The third word of my simple truth is “years.” Coming, as it does in my simple truth close on the heels of “sixty,” it’s hard to deny we are talking about a long stretch of time here, not seconds, not minutes, not hours, not days or weeks, not even months, but years. The exponential nature of this sequence of quantifiers is frightening. Consider, when I was sixty seconds old, back before the practice was adopted of immediately passing the gooey newborn to the mother so she and her partner could coo over it, I was cradled to the bosom (my eventual proclivity must have had its beginnings here) of a nurse, an old nurse in her forties, as I recall, on her way to the nursery where I would soon constitute a deposit. When I was sixty minutes old I was bundled up and attached to, not the surrogate, but rather the assigned bosom of the young woman who was my mother. When I was sixty hours old I was still there and in the same surroundings and with the same attachments. When I was sixty days old my attachment had not abated but I was at home. When I was sixty weeks old I was, if not attached, then tottering toward attachment. When I was sixty months old I was in the first grade, unattached and insecure and not thinking as hard as I might have been about the next increment, sixty years, in the sequence, a juncture beyond which I have again tottered. I can’t help thinking, now that I have dealt with this third element of my simple truth, of the acceleration of events as I rocket toward the end game. I’m not sure this is still therapeutic.

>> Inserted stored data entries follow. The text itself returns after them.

PR #657, opened 2025-03-10
Support the MotherDuck session_hint connection option

JelteF:
This option can be used when using MotherDuck its read-scaling feature to make sure that related PG connections connect to the same MotherDuck instance.


Y-- (approved):
LGTM!

Y-- (approved):
LGTM!

PR #453, opened 2020-11-06
Aric/new lost password

AricStewart:
[#175217363]


AricStewart:
This patch is up and testable at:

https://ciab.anergyst.org/

api/src/App/Routes.php
```diff
@@ -6,6 +6,7 @@
 $app->get('/member/{name}/status', 'App\Controller\Member\GetStatus');
 $app->post('/member[/]', 'App\Controller\Member\PostMember');
 $app->post('/member/{name}/password', 'App\Controller\Member\PostPassword');
+$app->put('/member/{name}/password/recovery', 'App\Controller\Member\PutPassword');
```
mshappe, line 9: All of these should also change eventually to be by ID. But that can be done separately.

mshappe (approved):

PR #462, opened 2020-12-19
Spike stripe

mshappe:
* Introduce the MVP backend pieces needed to redirect to a Stripe checkout page and have it redirect back to us on success
* Introduce the dead minimum handler for Stripe webhooks (does nothing but logs them right now)
* Introduce a "Registration Store" module which right now just has a dumb Checkout button that buys an angry ferret
* Add the success page that the Stripe Hosted Checkout will redirect to when you successfully buy a ferret.

This code, as is, is never meant to merge to Master without a lot more stuff, and is PR'd here only for review of approach.


AricStewart:
Doing a closer review a few comments (since you are working on this)

We are trying to avoid tables, tables suck for responsive displays.
We are using <div>s and  the "UI-table..." classes.  That should give us css tables.  THey are less powerful than old fashion table but far more responsive.

```
            <div id="my_table_id" class="UI-table-all">
                  <div class="UI-table-header">
                    <div class="UI-table-row">
                      <div class="UI-table-cell">
                            header1
                      </div>
                     <div class="UI-table-cell">
                            header2
                      </div>
                    </div>
                  </div>
                  <div class="UI-table-body">
                    <div class="UI-table-row">
                      <div class="UI-table-cell">
                            First Item
                      </div>
                     <div class="UI-table-cell">
                            Second Item
                      </div>
                    </div>
                  </div>
            </div>
```
You can look in `scss/common.scss` for those styles

mshappe:
I remember us having this conversation before.

Tables as an alternative to genuine layout are bad.

Tables for actual tabular data are fine AND can be made adequately
responsive.

AricStewart:
Ah, huh.  Well my html foo is very weak. I just had it in my brain that tables == bad.  :) I will trust you. 

Also your stuff around scss_cache/scss may not be needed anymore.  I hope I fixed that issue. If not could you confirm and I will attack it again?

AricStewart:
Inactive and likely will need rework to integrate.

The last word in my simple truth is the most difficult. It is “old.” Back when I was ten I was ten years old but the `old’ didn’t register. When I was twenty I was twenty years old but again the `old’ went unnoticed. When I was thirty years old I remember thinking that I was moving up on that time, my forties, when `old’ would in fact carry some heft. When I did reach forty years old I was astonished to find that I was not pre-occupied with death but actually felt pretty good. When I was fifty years old some buddies from my time in the service, fellows I hadn’t seen since the sixties, came to visit. I walked down the ramp onto the ferry, right by all three of them and their wives and, grasping the hand of one of their sons, exclaiming “Jeez Scottie, you haven’t changed a bit.” When it was revealed to me that the three old men I’d passed on the way down the ramp were, in fact, Dave, Larry & Max, I couldn’t believe they’d come to such a decrepit end.
So, there. I have reduced my simple truth to writing and, if not yet to a mantra, I can at least utter it without choking. “I’m sixty years old.” I actually don’t feel all that bad but I would rather not see my old service buddies again.